Sunday 18 October 2009

For the love of god


This week has been a very busy week with lots of gallery visits and the exhausting Frieze Art Fair all taken in. Yesterday, amongst other shows, I went to see the Damien Hirst exhibition at the Wallace Collection. I have to say I was highly sceptical, not being the biggest fan of Hirst's past work. The show consists of about twenty paintings based around the theme of death (nothing new, then) that have been painted by the artist's own hand, a noted departure from his Factory-style assistant-produced artworks of old. The first thing to comment on, an unavoidable talking point, is the location of the show. The Wallace Collection is a family collection of mostly 15th and 16th century oil paintings and artefacts, and for Hirst to assume he has the right to show his work there (he funded the show himself, to the tune of £250,000...) is quite insulting, to be honest. Fair enough, he has generated much interest and probably increased the visitor count ten fold, but his paintings are just so incongruous and completely at odds with the many other works of art that the Collection houses that it all feels a bit... distasteful.

Now, the paintings themselves. To say they are an homage to Francis Bacon is an understatement: large scale paintings in prussian blue covered in geometric lines, including a couple of triptychs, featuring such symbols of death as the skull and a lemon. Yes, a lemon. The tour guide, who was doing her best to convince us of a great depth of meaning and significance to these paintings, duly informed us that Hirst intended the lemon as a symbol of death, despite the fact that historically the closest a lemon has come to being a symbol of anything is the inclusion of lemon trees in paintings of the Virgin Mary. There was more, of course. He also included spots in many of the paintings, apparently signifying the death of his old practice (his spot paintings are somewhat of a trademark) and the next stage in his artistic career. In other words, he has realised that the spot paintings and the diamond encrusted skull were hollow and meaningless and has decided to try his hand at the lonely, romantic painter locked away in his studio image.
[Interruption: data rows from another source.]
PR #1242, opened 2025-03-04
Thrust usage refactor for cuda 11+

victorapm:
This PR includes several changes to improve compatibility with different versions of the Thrust library and to replace deprecated Thrust functions as of cuda 12.8.

The most important changes include modifying the usage of `thrust::not1` to `HYPRE_THRUST_NOT`, and updating functor structures to handle different Thrust versions.

These changes remains compatible with older versions of thrust, including the one distributed with cuda 10.

### DIFF
--- a/src/parcsr_ls/par_mod_multi_interp_device.c
+++ b/src/parcsr_ls/par_mod_multi_interp_device.c
@@ -86,7 +86,11 @@ struct local_equal_plus_constant : public
 };
 
 /* transform from local C index to global C index */
+#if (defined(THRUST_VERSION) && THRUST_VERSION < 101000)
 struct globalC_functor : public thrust::unary_function<HYPRE_Int, HYPRE_BigInt>
+#else
+struct globalC_functor
+#endif
 {
    HYPRE_BigInt C_first;
 
@@ -330,7 +334,7 @@ hypre_BoomerAMGBuildModMultipassDevice( hypre_ParCSRMatrix  *A,
                                               thrust::make_counting_iterator(n_fine),
                                               CF_marker,
                                               points_left,
-                                              thrust::not1(equal<HYPRE_Int>(1)) );
+                                              HYPRE_THRUST_NOT(equal<HYPRE_Int>(1)) );
    remaining = points_end - points_left;
 
    /* Cpts; number of C pts */
@@ -544,7 +548,7 @@ hypre_BoomerAMGBuildModMultipassDevice( hypre_ParCSRMatrix  *A,
                                       points_left_old + remaining,
                                       diag_shifts,
                                       points_left,
-                                      thrust::not1(thrust::identity<HYPRE_Int>()) );
+                                      HYPRE_THRUST_NOT(thrust::identity<HYPRE_Int>()) );
 #endif
 
          hypre_assert(new_end - points_left == cnt_rem);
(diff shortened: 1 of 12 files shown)


src/parcsr_ls/par_mod_multi_interp_device.c
```diff
@@ -86,7 +86,11 @@ struct local_equal_plus_constant : public
 };
 
 /* transform from local C index to global C index */
+#if (defined(THRUST_VERSION) && THRUST_VERSION < 101000)
 struct globalC_functor : public thrust::unary_function<HYPRE_Int, HYPRE_BigInt>
+#else
+struct globalC_functor
```
liruipeng, line 92: The thrust in cuda 11+ doesn't support `public thrust::unary_function` anymore?

src/parcsr_mv/par_csr_fffc_device.c
```diff
@@ -21,10 +21,10 @@ typedef thrust::tuple<HYPRE_Int, HYPRE_Int> Tuple;
 /* transform from local F/C index to global F/C index,
  * where F index "x" are saved as "-x-1"
  */
-#if defined(HYPRE_USING_SYCL)
-struct FFFC_functor
-#else
+#if (defined(THRUST_VERSION) && THRUST_VERSION < 101000)
 struct FFFC_functor : public thrust::unary_function<Tuple, HYPRE_BigInt>
+#else
+struct FFFC_functor
```
liruipeng, line 27: the same question here.

src/parcsr_mv/par_csr_fffc_device.c
```diff
@@ -48,10 +48,10 @@ struct FFFC_functor : public thrust::unary_function<Tuple, HYPRE_BigInt>
 
 /* this predicate selects A^s_{FF} */
 template<typename T>
-#if defined(HYPRE_USING_SYCL)
-struct FF_pred
-#else
+#if (defined(THRUST_VERSION) && THRUST_VERSION < 101000)
 struct FF_pred : public thrust::unary_function<Tuple, bool>
+#else
+struct FF_pred
```
liruipeng, line 54: the same q.

rfalgout (approved):
Looks good to me, but I have no expertise on thrust.

liruipeng (approved):
Looks good to me. Thanks

src/parcsr_ls/par_mod_multi_interp_device.c
victorapm: Hi Rui Peng, It's been deprecated:

```
path-to-hypre/src/utilities/_hypre_utilities.hpp:1538:57: warning: ‘template<class Argument, class Result> struct thrust::THRUST_200700_860_NS::unary_function’ is deprecated [-Wdeprecated-declarations]
 1538 | struct type_cast : public thrust::unary_function<T1, T2>
      |                                                         ^             
path-to-spack/cuda-12.8.0-hd4fbybxbgvypwjgbekpfccmbevzr623/targets/x86_64-linux/include/thrust/functional.h:85:23: note: declared here
   85 | struct THRUST_DEPRECATED unary_function
      |                       ^~~~~~~~~~~~~~
```

liruipeng: OK. Thanks. It is frustrated that they keep changing things like this.

I "remembered" in the old version `: public thrust::unary_function<HYPRE_Int, HYPRE_BigInt>` is not actually necessary after `struct functor` but I could be wrong. If it is the case, we can remove it totally, to simplify the code. But I am happy with the way it is now. Thanks for the work.

victorapm: Sounds good! If we decide to drop cuda 10, then we can remove support to `unary_function` in hypre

Perhaps this would be ok, were the paintings not so two dimensional and repetitive. Each one feels like a reworking of the last, as if he's taken four elements and tried to configure the most number of ways of composing them possible.

Before heading over to the exhibition a friend and I happened to bump into Adrian Searles, chief art critic at The Guardian who we'd seen take part in a debate at Frieze. He was friendly and had time for conversation, and even recommended a show. This show was by Sarah Lucas, who along with Hirst came to prominence in the 90s as part of the famed YBAs. The contrast is telling: hers, held in a disused shop in Dover Street, was original, intriguing, and held your interest as you took in the four floors worth of art. Hirst's? Well, I think I've made my feelings clear. "Don't get sucked in by Damien" were Searles' parting words. Needless to say, I didn't.

Tuesday 6 October 2009

Money over matter

http://www.showitwithmoney.com/artist_about.html

If you thought the Tate's Pop Life showcased the end of integrity in contemporary art, this has just about put the last nail in the coffin. Damien Hirst has proved he's the master at making obscene amounts of money out of an increasingly pretentious art world, and with this he's just about come up with the perfect con. In my opinion.. I'm certainly not going to be buying into it.